═════ Source data ═════
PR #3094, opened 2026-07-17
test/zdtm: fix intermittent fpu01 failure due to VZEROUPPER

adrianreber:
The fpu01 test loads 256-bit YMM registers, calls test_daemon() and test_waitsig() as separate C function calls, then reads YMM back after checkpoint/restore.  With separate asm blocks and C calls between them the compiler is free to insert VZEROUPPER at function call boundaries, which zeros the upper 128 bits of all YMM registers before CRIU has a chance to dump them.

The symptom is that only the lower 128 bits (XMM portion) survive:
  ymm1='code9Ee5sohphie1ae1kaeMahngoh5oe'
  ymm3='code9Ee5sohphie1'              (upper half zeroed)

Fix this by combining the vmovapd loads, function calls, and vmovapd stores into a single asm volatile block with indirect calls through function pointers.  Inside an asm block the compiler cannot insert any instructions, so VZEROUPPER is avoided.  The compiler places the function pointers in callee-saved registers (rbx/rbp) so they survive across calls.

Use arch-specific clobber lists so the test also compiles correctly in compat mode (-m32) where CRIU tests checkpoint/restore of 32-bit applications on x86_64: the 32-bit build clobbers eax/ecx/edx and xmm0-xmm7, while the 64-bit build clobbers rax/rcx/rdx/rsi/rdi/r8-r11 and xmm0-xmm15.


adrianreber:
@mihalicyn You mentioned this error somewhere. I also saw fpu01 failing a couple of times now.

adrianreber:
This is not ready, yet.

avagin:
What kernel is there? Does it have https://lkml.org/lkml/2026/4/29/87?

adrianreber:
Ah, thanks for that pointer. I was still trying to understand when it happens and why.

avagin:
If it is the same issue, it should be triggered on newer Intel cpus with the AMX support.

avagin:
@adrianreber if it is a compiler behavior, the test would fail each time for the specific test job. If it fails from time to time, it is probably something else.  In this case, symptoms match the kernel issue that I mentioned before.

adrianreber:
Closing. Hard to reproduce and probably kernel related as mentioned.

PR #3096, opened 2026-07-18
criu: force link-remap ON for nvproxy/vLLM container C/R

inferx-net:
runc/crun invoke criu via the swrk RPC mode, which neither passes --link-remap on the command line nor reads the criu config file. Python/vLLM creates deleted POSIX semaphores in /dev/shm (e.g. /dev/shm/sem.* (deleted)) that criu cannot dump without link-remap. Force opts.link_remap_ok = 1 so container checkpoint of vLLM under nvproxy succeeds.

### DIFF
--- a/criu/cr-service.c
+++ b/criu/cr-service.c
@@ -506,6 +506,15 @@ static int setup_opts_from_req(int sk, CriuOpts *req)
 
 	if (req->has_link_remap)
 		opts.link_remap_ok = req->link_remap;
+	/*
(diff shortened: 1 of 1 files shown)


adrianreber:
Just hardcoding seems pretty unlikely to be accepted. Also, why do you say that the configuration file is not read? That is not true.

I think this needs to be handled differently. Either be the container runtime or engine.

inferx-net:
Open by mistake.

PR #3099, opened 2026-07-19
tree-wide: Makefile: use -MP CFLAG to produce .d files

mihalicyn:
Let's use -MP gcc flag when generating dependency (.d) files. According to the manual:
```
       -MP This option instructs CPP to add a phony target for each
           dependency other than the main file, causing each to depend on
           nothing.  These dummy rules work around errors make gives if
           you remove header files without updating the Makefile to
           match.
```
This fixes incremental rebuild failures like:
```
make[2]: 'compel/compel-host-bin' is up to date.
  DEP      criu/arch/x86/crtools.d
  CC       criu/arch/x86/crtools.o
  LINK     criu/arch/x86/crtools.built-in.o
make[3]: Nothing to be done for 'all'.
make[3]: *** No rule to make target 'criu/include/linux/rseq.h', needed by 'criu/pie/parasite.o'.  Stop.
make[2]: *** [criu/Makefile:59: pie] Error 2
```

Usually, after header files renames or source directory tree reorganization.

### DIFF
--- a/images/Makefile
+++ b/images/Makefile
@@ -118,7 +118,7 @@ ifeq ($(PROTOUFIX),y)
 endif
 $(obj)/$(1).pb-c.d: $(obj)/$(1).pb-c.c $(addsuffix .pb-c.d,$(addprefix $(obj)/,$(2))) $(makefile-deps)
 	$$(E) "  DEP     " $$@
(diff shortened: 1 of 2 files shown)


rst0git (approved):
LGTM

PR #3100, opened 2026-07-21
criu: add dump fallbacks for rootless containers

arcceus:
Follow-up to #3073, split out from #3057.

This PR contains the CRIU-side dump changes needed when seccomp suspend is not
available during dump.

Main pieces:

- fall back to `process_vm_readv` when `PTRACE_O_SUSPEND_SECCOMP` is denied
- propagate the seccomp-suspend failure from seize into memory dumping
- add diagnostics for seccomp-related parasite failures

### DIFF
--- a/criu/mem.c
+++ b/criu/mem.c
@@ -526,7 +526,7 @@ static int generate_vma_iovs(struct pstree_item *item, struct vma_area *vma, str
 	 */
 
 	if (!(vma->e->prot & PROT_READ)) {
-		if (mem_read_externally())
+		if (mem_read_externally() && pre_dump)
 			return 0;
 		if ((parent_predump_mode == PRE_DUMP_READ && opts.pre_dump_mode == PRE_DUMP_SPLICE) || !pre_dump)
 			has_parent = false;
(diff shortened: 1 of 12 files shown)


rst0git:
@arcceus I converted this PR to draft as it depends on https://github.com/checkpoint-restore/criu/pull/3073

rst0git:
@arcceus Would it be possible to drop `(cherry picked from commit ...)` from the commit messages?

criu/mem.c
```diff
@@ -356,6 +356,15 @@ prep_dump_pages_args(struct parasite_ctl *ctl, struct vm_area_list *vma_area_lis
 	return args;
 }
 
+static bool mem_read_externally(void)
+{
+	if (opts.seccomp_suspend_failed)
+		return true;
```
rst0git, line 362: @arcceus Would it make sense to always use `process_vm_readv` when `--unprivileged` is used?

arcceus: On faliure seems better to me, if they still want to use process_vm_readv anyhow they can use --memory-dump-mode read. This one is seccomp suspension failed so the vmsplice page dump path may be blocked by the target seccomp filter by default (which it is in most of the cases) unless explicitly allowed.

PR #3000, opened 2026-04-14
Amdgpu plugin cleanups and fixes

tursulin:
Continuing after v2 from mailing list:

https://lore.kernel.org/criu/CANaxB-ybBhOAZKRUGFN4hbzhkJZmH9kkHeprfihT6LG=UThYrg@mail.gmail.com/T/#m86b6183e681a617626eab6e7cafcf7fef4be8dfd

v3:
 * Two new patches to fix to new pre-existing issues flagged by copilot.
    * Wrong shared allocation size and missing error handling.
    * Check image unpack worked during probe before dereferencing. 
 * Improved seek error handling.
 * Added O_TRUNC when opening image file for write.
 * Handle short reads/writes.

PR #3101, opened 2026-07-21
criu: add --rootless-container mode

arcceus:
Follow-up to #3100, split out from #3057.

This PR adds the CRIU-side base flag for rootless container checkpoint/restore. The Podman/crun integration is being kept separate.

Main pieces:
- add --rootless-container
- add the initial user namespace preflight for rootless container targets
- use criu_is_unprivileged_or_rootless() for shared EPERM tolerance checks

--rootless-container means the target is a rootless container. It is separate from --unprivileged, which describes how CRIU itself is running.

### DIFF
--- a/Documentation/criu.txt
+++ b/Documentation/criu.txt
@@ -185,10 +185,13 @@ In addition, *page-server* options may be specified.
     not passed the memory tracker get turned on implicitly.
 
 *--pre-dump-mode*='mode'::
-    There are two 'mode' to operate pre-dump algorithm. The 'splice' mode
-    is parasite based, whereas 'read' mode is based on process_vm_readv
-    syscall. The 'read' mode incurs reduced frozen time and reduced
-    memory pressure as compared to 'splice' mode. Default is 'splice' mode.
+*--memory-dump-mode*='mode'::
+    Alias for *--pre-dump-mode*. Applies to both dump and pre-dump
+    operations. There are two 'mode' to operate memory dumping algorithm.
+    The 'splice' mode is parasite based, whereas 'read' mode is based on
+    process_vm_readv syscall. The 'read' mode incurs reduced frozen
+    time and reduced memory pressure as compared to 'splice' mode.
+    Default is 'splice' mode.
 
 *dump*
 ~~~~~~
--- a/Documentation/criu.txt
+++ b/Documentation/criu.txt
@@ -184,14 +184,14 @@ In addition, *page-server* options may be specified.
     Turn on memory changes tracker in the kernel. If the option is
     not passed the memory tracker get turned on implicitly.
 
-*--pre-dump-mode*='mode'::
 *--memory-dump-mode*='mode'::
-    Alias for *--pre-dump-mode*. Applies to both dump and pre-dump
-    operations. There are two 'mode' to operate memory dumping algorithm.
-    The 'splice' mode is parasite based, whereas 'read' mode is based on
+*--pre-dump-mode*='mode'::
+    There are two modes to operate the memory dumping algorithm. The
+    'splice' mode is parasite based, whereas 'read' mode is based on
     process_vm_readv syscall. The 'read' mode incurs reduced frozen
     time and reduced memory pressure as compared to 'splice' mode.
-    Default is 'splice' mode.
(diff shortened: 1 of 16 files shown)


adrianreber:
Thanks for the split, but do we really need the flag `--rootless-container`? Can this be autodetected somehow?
═════
Work to complete: Among the lines of the material above, find those with the word "reads". Copy each one.

Output:
The fpu01 test loads 256-bit YMM registers, calls test_daemon() and test_waitsig() as separate C function calls, then reads YMM back after checkpoint/restore.  With separate asm blocks and C calls between them the compiler is free to insert VZEROUPPER at function call boundaries, which zeros the upper 128 bits of all YMM registers before CRIU has a chance to dump them.
runc/crun invoke criu via the swrk RPC mode, which neither passes --link-remap on the command line nor reads the criu config file. Python/vLLM creates deleted POSIX semaphores in /dev/shm (e.g. /dev/shm/sem.* (deleted)) that criu cannot dump without link-remap. Force opts.link_remap_ok = 1 so container checkpoint of vLLM under nvproxy succeeds.
 * Handle short reads/writes.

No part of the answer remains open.